Recuo da Oi, NET e Vivo mostra que reclamar funciona, mas que o consumidor deve permanecer atento


Essa foi, sem sombra de dúvida, uma semana agitada para o consumidor de internet banda larga fixa no Brasil. Depois de anunciados os pacotes com os seus respectivos limites de banda vieram uma enxurrada de comentários negativos para todas as operadoras envolvidas no processo. Além dos consumidores, órgãos de defesa do consumidor pressionaram durante toda a semana as operadoras e já se preparam para entrar com ações na justiça.

Depois de tantos comentários negativos, processos iniciados na justiça e da reclamação dos usuários, a Vivo, operadora que estava mais disposta a implantar o limite tanto para os clientes da empresa quanto para os clientes da GVT recuou e, segundo a mesma, não vai mais limitar o uso da internet.

Vale ressaltar que os clientes que aderiram aos planos da empresa a partir do dia 1º de abril não terão sua internet limitada apenas em caráter promocional, ou seja, quando a Vivo achar necessário vai limitar.

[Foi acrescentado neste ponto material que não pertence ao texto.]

PR #144227, opened 2026-09-10
feat(ui): show reported Gateway isolation

ChazGo:
> [!IMPORTANT]
> **Draft dependency:** This PR remains draft until Agent Session support is checked into `openclaw/openclaw-windows-packaging` and the corresponding Windows packaging integration is publicly available.

## What Problem This Solves

The Control UI does not currently show the Gateway isolation posture reported by the running Gateway. Operators therefore cannot confirm from Settings whether Gateway isolation is enabled or identify the command needed to change it.

## Why This Change Was Made

This adds an optional `gatewayIsolation` field to `system.info`, reports the launch-time `OPENCLAW_GATEWAY_ISOLATION` posture when it is valid, and renders that state in Connection settings with a copyable `clawctl gateway-isolation` command. The field is optional: when it is absent, the new section is not rendered, preserving existing behavior on all current platforms and Gateway versions.

## User Impact

Operators using a Gateway that reports isolation can see whether it is enabled and copy the appropriate command to change it. Platforms and Gateway versions that do not report the optional field remain unchanged.

## Evidence

Focused tests were added, but local Vitest, tsgo/changed checks, UI i18n verification, and browser proof could not run because the worktree package-feed proxy returned 404s and public npm TLS failed. Oxfmt and `git diff --check` passed. Independent review found no material issue.

PR CI and screenshot are pending.

### DIFF
--- a/packages/gateway-protocol/src/schema/system-info.test.ts
+++ b/packages/gateway-protocol/src/schema/system-info.test.ts
@@ -34,6 +34,24 @@ describe("SystemInfoResultSchema", () => {
     expect(Value.Check(SystemInfoResultSchema, validSystemInfo)).toBe(true);
   });
 
+  it.each(["enabled", "disabled"] as const)(
+    "accepts the optional Gateway isolation state %s",
+    (gatewayIsolation) => {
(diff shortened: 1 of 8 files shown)


ChazGo:
Superseded by #144243, which recreates this change as one clean commit directly on current official main.

PR #144232, opened 2026-09-10
fix(sessions): speed up database cleanup and find transcript archives consistently

### LINKED ISSUE #144212: Session cleanup repeatedly validates large databases and miscounts archive storage
## What Problem This Solves

Running `openclaw sessions cleanup --enforce` against a large session database can spend most of its time repeatedly validating the entire database for individual historical transcripts. Using `--store` with an explicit SQLite path can also report incorrect disk usage and miss archive artifacts.

## Reproduction and Expected Behavior

1. Prepare an isolated agent database with many unreferenced historical transcript windows and configure a disk budget below its current physical size.
2. Run local `sessions cleanup --store <state>/agents/main/agent/openclaw-agent.sqlite --enforce`.
3. Compare disk usage and artifact cleanup with the equivalent `<state>/agents/main/sessions/sessions.json` selector.

Local cleanup should retain its integrity, protection, and transaction checks without reopening and fully validating the entire database for each victim. Equivalent selectors must measure and prune the same archive directory.

The current path can create a fresh writable reclamation Worker for every victim. The explicit SQLite selector also scans `agent/` even though archive publication uses sibling `sessions/`, counting SHM or unrelated files while missing actual archives and prompt blobs.

## Evidence

Focused regressions reproduce the repeated Worker execution and selector mismatch. Filesystem fixtures also demonstrate the mismatch for a legacy `agent/sessions.json` selector resolving to the same physical database. A scoped repair and live Gateway proof are being prepared.

steipete:
Closes #144212

## What Problem This Solves

Fixes an issue where users cleaning large session databases would wait through repeated whole-database validation for individual historical transcripts. Explicit SQLite store selectors could also measure or prune the wrong artifact directory, missing archives and prompt blobs while counting SQLite shared-memory files.

## Why This Change Was Made

Local CLI cleanup now reuses its admitted database connection through the existing in-process reclamation path. Gateway and background cleanup retain Workers, and the existing transaction, snapshot, admission, retention, and per-candidate disk checks remain. Archive staging batches small UTF-8 JSONL writes, and successful archive INSERTs skip redundant blob rereads while preserving conflict verification.

A shared directory resolver aligns measurement, pruning, preview exclusions, and archive publication for equivalent legacy and SQLite selectors. Selected SQLite SHM files are excluded from budget totals. Documentation clarifies archive storage, copied-state validation, and Doctor's explicit agent selector.

## User Impact

Local cleanup avoids a full integrity scan for every historical victim and consistently finds the owning session artifacts. Existing session protection and retention behavior is preserved. This PR does not add file-only cold storage, new configuration, or a schema migration.

## Evidence

- 92 focused archive, historical cleanup, CLI, and artifact tests pass on the rebased branch. The final 21-test archive-worker run also passes, including the added native custom-directory publication regression. Regressions were demonstrated failing before their fixes.
- Native Gateway live proof using isolated synthetic state: `sessions.cleanup` reclaimed exactly one historical window, retained the current session, and reduced measured storage from 2,732,032 to 667,648 bytes. The current transcript remained byte-identical and visible through `sessions.preview`; SQLite integrity and foreign-key checks passed.
- All 50 HTTP health probes during the live exercise succeeded (local p95 6.9 ms, maximum 72.2 ms). The task-owned Gateway was shut down afterward.
- Offline cleanup and Doctor compaction were also verified on an isolated large SQLite snapshot. Retained transcript hashes and logical-session metadata matched the untouched baseline; protected history correctly prevented further cleanup when no eligible victims remained.
- A synthetic 50,000-row staging benchmark produced identical output while reducing file writes from 100,000 to 190. Median staging-only time fell from 287.7 ms to 17.1 ms; this is not an end-to-end speed claim.
- Full changed-file checks, targeted final lint/formatting, and the documentation link/anchor audit pass (13,535 internal links; zero broken links). Final independent review is clean at P0–P2.

## Stored-data compatibility

No migration is required: this PR leaves the agent/state DDL and schema versions (19/17), archive names, encoding, decoder, and reclamation transaction format unchanged. The serialized-state flag reflects a writer implementation change, not a stored-format change.

Fresh cross-version proof compared the exact pre-change and PR-head staging, zstd encoding, persistence, and decoder implementations using 1,803 synthetic rows (675,176 JSONL bytes), including Unicode, escaping, preserved whitespace, and a row larger than 64 KiB. Both writers produced identical plaintext and compressed hashes (5,154 compressed bytes). All four old/new writer-reader combinations passed plain-file, compressed-file, and SQLite-blob round trips; duplicate writes were accepted and conflicting same-generation blobs rejected in both versions.

The existing exact-byte archive-worker and conflict rollback tests remain regression coverage. Earlier native Gateway and copied-database validation also preserved retained transcript bytes and session metadata. The separate file-only archival/schema proposal is not included in this PR.


steipete:
Merged via squash.

- Prepared head SHA: [e49a09117964fe53f057b6f7f9492b193aa8f212](https://github.com/openclaw/openclaw/pull/144232/commits/e49a09117964fe53f057b6f7f9492b193aa8f212)
- Landed commit: [d748e5d93d8d63df9d90dbb4150c003f48d7e450](https://github.com/openclaw/openclaw/commit/d748e5d93d8d63df9d90dbb4150c003f48d7e450)

PR #144234, opened 2026-09-10
refactor(agents): remove unused pending message state

### LINKED ISSUE #144233: Remove unused pending messaging projections from agent subscriptions
Agent subscriptions still allocate and write pending messaging text, target and media maps even though completion derives confirmed delivery evidence from hook-adjusted arguments. The maps have no remaining consumer.

Remove the redundant projections while retaining captured start context, successful/partial delivery facts, source replies and failure handling. Baseline 259 tests and candidate 258 tests pass after removing the pending-only case; the full selected gate and independent review pass, including exact shrink-only assertion-baseline maintenance. No measured allocator/RSS/latency gain is claimed. Related: #93228.

steipete:
Closes #144233

## What Problem This Solves

Agent tool subscriptions still allocate and populate three pending messaging maps whose data is no longer consumed. Completion now derives delivery evidence from the hook-adjusted arguments, leaving these start-time projections as unused work and retained state.

## Why This Change Was Made

Remove the write-only maps, their duplicate start-time extraction, and matching reset/delete plumbing. Keep the captured start context, including hasRepliedRef, and the existing completion owner for confirmed text, target, media and source-reply evidence. Tests now assert the retained completion behavior instead of the retired map representation.

## User Impact

Subscriptions carry less unused state while preserving successful/partial delivery facts, failed-send behavior, duplicate suppression and source replies. This is a maintainer-requested cleanup; no measured allocation, RSS or latency improvement is claimed.

## Evidence

The baseline passed 259 tests; the candidate passed 258 after removing the obsolete pending-only case. Retained completion, media and source-reply tests passed, including the normal runner's required source builds. The full selected changed gate and fresh independent P2 review passed. The initial gate required the exact assertion allowance to shrink from 8 to 7 after deleting an unused cast; only that row changed. Whole-run timing/RSS includes source builds and is not a performance comparison. Related: #93228, which moved completion evidence to the adjusted arguments.


steipete:
Merged via squash.

- Prepared head SHA: [b4b2851e7fa0af9b7ae3fd9a75bf2dea14e6fcd7](https://github.com/openclaw/openclaw/pull/144234/commits/b4b2851e7fa0af9b7ae3fd9a75bf2dea14e6fcd7)
- Landed commit: [f4a98cee0a72ce2f987d8947ad4eb7676680c393](https://github.com/openclaw/openclaw/commit/f4a98cee0a72ce2f987d8947ad4eb7676680c393)

PR #144238, opened 2026-09-10
fix: keep selected models in lightweight and worker inference

steipete:
Related: #130706

## What Problem This Solves

Fixes an issue where users running lightweight agent completions or worker inference could receive output from a different model when provider aliases form a chain. With `entry → middle → final`, selection chose `middle` but preparation sent the request to `final`. Worker results could still report `middle`.

## Why This Change Was Made

Initial preparation now preserves the model identity already chosen by the agent selector or worker approval path. Raw model inputs continue to normalize normally. The change forwards the existing model-source contract through simple completion preparation without changing worker admission or runtime ownership.

## User Impact

Lightweight completions and worker inference use the model that was selected, so the reported model and the actual request agree.

## Evidence

- The exact regression fails on the base with four wrong-model failures while both raw-input controls pass. The candidate passes all six cases and 18 actual loopback HTTP requests across provider API present/absent configurations. Worker models are explicitly retained configured fallbacks; this does not assert arbitrary dynamic-model admission.
- 110 focused tests passed, including agent defaults/utility selection, auth routing, raw calls, worker inference, and plugin-generation ownership. The final fixture was rerun on both base and candidate after its HTTP-handler lint correction.
- Six additional source scenarios ran on both versions through real acquisition and HTTP. They preserve existing scoped runtime normalization and exact API-owner suppression, and confirm that the cold runtime-only hook limitation is inherited.
- The complete `pnpm check:changed` gate, fresh P2 review, and one normal `pnpm build` passed.
- The emitted package facade passed six further HTTP requests on the exact committed build. Both processes exited naturally, source-import guards passed, and all 12,230 inventoried build files remained unchanged. Worker execution is covered by the real source harness; it has no package-exported compiled executor entry.

Production delta: +4 lines.

### DIFF
--- a/src/agents/simple-completion-runtime.selected-model.test.ts
+++ b/src/agents/simple-completion-runtime.selected-model.test.ts
@@ -1,0 +1,255 @@
+import { createServer } from "node:http";
+import { afterEach, describe, expect, it, vi } from "vitest";
+import type { OpenClawConfig } from "../config/types.openclaw.js";
+import {
+  createWorkerInferenceExecutor,
+  type WorkerInferenceExecutionParams,
+} from "../gateway/worker-environments/inference-runtime.js";
+import { resetPluginLoaderTestStateForTest } from "../plugins/loader.test-fixtures.js";
+import { clearPluginMetadataLifecycleCaches } from "../plugins/plugin-metadata-lifecycle.js";
+import { withOpenClawTestState } from "../test-utils/openclaw-test-state.js";
+import { resetPreparedModelRuntimeSnapshotsForTest } from "./prepared-model-runtime.test-support.js";
+import {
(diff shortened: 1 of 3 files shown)


steipete:
Merged via squash.

- Prepared head SHA: [76097fb74f738512b807f8e9d4cfaf3ccc5b1bd6](https://github.com/openclaw/openclaw/pull/144238/commits/76097fb74f738512b807f8e9d4cfaf3ccc5b1bd6)
- Landed commit: [6a011b56dfd1911cd53e72deb238c5c6a0e6e275](https://github.com/openclaw/openclaw/commit/6a011b56dfd1911cd53e72deb238c5c6a0e6e275)

PR #144239, opened 2026-09-10
fix(ui): avoid extra session reads after a queued refresh

steipete:
Related: #144127

## What Problem This Solves

Filtered session lists could make an unnecessary extra request when a full refresh was queued behind an existing read. A delayed event already covered by the queued refresh could remain scheduled and cause another fetch.

## Why This Change Was Made

Consume earlier event invalidations at the start of each full replacement in the existing request drain. Initial and queued refreshes now use the same boundary. Events arriving after a read starts still request a trailing refresh, and pagination retains its pending work.

## User Impact

Session lists avoid redundant background reads while preserving later updates, page ownership and normal restoration behavior.

## Evidence

The regression varies an event immediately before versus after a queued replacement starts. Before the fix, the earlier-event case makes three requests instead of two; the later-event control correctly makes three. After the fix, all 77 owner/controller cases pass. Production moves three existing lines, with no net growth; tests add 76 lines.

The unchanged archived-restore browser scenario passes on fresh original and candidate bundles. The paired images compare the same completed restore state; they establish preserved appearance. The timing regression establishes the removed request. The separate five-versus-three CI failure encountered in #144127 remains unexplained and is not claimed fixed here.

The patch moved onto a main-based branch with all 22 relevant source inputs unchanged. Those tests and captures retain their original source binding; all 20 canonical checks were rerun successfully on the new base. Independent review found no actionable findings. Initial test-placement and receiver-binding lint failures were repaired without suppressions.

Baseline: archived restore completes with the expected appearance

Candidate: the same restored view is preserved

### DIFF
--- a/ui/src/lib/sessions/index-list.test.ts
+++ b/ui/src/lib/sessions/index-list.test.ts
@@ -1,7 +1,12 @@
+import { asNullableRecord } from "@openclaw/normalization-core/record-coerce";
 import { describe, expect, it, vi } from "vitest";
 import { SIDEBAR_SESSION_ROSTER_LIMIT } from "../../../../src/shared/session-list-limits.ts";
 import { createDeferred } from "../../../../test/helpers/promise.js";
-import { GatewayRequestError, type GatewayBrowserClient } from "../../api/gateway.ts";
+import {
+  GatewayRequestError,
+  type GatewayBrowserClient,
+  type GatewayEventFrame,
+} from "../../api/gateway.ts";
 import type { SessionsListResult } from "../../api/types.ts";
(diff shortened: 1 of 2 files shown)


steipete:
Merged via squash.

- Prepared head SHA: [4607093ffcb240d0f71981bc44b14729b57b631a](https://github.com/openclaw/openclaw/pull/144239/commits/4607093ffcb240d0f71981bc44b14729b57b631a)
- Landed commit: [7a2f281b7ada16628945142f08b7d7b819f03048](https://github.com/openclaw/openclaw/commit/7a2f281b7ada16628945142f08b7d7b819f03048)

É bom destacar que as outras operadoras envolvidas, Oi e NET já oferecem pacotes com internet limitada. Os consumidores destas operadoras não tem a sua conexão interrompida apenas em caráter promocional, o que pode mudar no futuro.

O que aprendemos com todo esse burburinho em torno da limitação da internet? Reclamar funciona. As operadoras não podem achar que podem fazer o que bem entendem sem o respaldo do consumidor, já que, sem nós, elas simplesmente não existiram, assim como qualquer outra empresa.

A qualidade da internet no Brasil seja fixa ou móvel é horrível e o preço cobrado é absurdo. Nota-se claramente que as operadoras não estão conseguindo dar conta da demanda e queriam implantar o limite da internet fixa mais para continuar lucrando desenfreadamente sem investir muito do que para "beneficiar os usuários que gastam menos". 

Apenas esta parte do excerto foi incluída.